RECORD SET:
==========

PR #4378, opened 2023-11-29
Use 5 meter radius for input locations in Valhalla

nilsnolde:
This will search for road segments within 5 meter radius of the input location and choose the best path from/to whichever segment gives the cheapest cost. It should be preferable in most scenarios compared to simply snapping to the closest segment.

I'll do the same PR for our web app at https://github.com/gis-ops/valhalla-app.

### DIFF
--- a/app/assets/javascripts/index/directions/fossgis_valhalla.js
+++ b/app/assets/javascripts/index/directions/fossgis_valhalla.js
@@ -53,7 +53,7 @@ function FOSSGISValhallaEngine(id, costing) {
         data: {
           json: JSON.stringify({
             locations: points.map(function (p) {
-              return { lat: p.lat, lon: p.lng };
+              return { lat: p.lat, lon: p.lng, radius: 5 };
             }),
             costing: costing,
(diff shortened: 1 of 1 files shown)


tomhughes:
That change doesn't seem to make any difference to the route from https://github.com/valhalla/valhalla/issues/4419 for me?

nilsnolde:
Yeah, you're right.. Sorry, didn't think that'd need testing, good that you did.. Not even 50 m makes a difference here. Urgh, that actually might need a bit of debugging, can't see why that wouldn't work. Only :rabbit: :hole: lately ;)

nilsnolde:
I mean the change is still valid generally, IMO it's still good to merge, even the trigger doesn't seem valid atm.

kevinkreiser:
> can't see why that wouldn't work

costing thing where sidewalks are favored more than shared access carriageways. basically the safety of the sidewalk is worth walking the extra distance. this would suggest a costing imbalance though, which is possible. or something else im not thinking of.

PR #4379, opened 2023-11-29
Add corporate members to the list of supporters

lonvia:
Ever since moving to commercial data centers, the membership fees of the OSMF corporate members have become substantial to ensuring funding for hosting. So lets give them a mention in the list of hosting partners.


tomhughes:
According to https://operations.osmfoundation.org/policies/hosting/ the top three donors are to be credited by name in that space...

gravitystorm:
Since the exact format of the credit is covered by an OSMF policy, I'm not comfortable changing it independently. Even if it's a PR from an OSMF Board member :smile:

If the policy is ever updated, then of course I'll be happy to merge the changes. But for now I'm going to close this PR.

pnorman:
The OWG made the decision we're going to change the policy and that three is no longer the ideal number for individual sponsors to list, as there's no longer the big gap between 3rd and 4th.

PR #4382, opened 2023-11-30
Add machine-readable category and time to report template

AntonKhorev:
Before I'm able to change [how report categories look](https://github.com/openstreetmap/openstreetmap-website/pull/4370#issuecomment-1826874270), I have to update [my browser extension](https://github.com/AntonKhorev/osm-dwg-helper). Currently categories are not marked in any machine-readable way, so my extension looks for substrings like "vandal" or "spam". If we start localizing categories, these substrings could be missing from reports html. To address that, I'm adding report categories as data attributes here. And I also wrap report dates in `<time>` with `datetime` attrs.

==========

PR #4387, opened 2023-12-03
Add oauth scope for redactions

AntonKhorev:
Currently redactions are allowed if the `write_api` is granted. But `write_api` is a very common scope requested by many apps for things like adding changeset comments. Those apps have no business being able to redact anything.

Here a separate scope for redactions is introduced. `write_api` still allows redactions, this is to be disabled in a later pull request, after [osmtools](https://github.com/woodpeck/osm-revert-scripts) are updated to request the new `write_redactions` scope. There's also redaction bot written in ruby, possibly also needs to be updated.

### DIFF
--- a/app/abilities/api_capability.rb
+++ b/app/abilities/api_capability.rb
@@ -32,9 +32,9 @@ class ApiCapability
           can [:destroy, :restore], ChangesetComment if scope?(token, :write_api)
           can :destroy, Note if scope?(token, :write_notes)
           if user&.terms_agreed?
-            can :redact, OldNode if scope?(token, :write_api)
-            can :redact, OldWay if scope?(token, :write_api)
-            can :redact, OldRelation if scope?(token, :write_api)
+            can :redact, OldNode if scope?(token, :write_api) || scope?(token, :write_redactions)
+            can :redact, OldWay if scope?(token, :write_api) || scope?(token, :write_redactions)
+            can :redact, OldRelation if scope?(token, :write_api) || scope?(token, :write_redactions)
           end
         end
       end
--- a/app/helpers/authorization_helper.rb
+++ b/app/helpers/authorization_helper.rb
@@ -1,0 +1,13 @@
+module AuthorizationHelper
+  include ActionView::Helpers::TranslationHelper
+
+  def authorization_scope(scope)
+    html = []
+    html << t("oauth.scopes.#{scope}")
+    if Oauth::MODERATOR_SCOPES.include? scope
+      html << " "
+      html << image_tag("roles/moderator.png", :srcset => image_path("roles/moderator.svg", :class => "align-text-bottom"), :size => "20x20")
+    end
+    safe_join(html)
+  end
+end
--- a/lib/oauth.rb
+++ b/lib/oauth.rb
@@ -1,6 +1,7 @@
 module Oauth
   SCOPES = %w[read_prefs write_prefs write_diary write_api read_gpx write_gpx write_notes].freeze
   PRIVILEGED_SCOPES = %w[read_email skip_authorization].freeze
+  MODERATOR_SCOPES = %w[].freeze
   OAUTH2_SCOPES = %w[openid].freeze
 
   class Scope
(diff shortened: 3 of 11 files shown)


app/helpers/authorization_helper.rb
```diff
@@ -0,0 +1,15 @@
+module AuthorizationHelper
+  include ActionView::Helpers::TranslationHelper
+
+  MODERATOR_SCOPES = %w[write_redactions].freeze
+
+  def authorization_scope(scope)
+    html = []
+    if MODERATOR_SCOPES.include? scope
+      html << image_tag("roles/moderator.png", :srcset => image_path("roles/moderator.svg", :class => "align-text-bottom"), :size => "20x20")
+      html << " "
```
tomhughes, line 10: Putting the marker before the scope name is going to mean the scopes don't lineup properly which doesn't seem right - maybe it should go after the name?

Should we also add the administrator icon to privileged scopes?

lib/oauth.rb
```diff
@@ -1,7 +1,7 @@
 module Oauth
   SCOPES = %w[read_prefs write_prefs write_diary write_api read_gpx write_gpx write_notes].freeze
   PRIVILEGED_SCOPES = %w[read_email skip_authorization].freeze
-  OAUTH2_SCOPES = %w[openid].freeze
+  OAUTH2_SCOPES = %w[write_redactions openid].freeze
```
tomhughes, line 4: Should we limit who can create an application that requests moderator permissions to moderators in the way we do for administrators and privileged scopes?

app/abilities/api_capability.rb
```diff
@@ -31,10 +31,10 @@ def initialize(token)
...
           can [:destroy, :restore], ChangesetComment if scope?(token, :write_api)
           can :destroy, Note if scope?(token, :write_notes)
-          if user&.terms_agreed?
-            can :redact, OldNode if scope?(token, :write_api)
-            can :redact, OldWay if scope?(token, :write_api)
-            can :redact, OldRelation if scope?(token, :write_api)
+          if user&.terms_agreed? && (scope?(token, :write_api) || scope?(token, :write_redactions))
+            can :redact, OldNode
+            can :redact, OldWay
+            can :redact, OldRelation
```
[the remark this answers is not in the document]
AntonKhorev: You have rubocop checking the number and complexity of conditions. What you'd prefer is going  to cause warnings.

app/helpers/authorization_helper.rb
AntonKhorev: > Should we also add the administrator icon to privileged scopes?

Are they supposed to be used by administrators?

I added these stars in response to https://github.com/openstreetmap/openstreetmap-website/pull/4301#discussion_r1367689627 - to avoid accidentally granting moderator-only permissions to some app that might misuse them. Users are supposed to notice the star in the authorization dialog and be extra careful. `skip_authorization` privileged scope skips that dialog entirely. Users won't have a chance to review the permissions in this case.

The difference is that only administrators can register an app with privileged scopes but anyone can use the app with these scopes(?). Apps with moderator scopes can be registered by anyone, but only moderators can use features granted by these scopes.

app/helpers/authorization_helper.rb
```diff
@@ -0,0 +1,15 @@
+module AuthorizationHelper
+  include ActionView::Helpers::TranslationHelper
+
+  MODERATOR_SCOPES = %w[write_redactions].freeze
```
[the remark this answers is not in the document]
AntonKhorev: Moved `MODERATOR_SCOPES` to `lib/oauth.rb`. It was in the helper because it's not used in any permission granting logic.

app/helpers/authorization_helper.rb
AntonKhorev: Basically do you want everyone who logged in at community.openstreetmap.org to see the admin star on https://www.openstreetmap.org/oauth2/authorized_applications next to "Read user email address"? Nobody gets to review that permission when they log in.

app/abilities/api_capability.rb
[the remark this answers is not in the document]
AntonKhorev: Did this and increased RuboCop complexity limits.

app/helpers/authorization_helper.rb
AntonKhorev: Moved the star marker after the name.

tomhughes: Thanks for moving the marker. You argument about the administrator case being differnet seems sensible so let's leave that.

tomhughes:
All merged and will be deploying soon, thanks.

==========

ACTIVITY:
Using the listing above, pick out each line that contains the word "locations", then copy it.

TASK RESPONSE:
Use 5 meter radius for input locations in Valhalla
             locations: points.map(function (p) {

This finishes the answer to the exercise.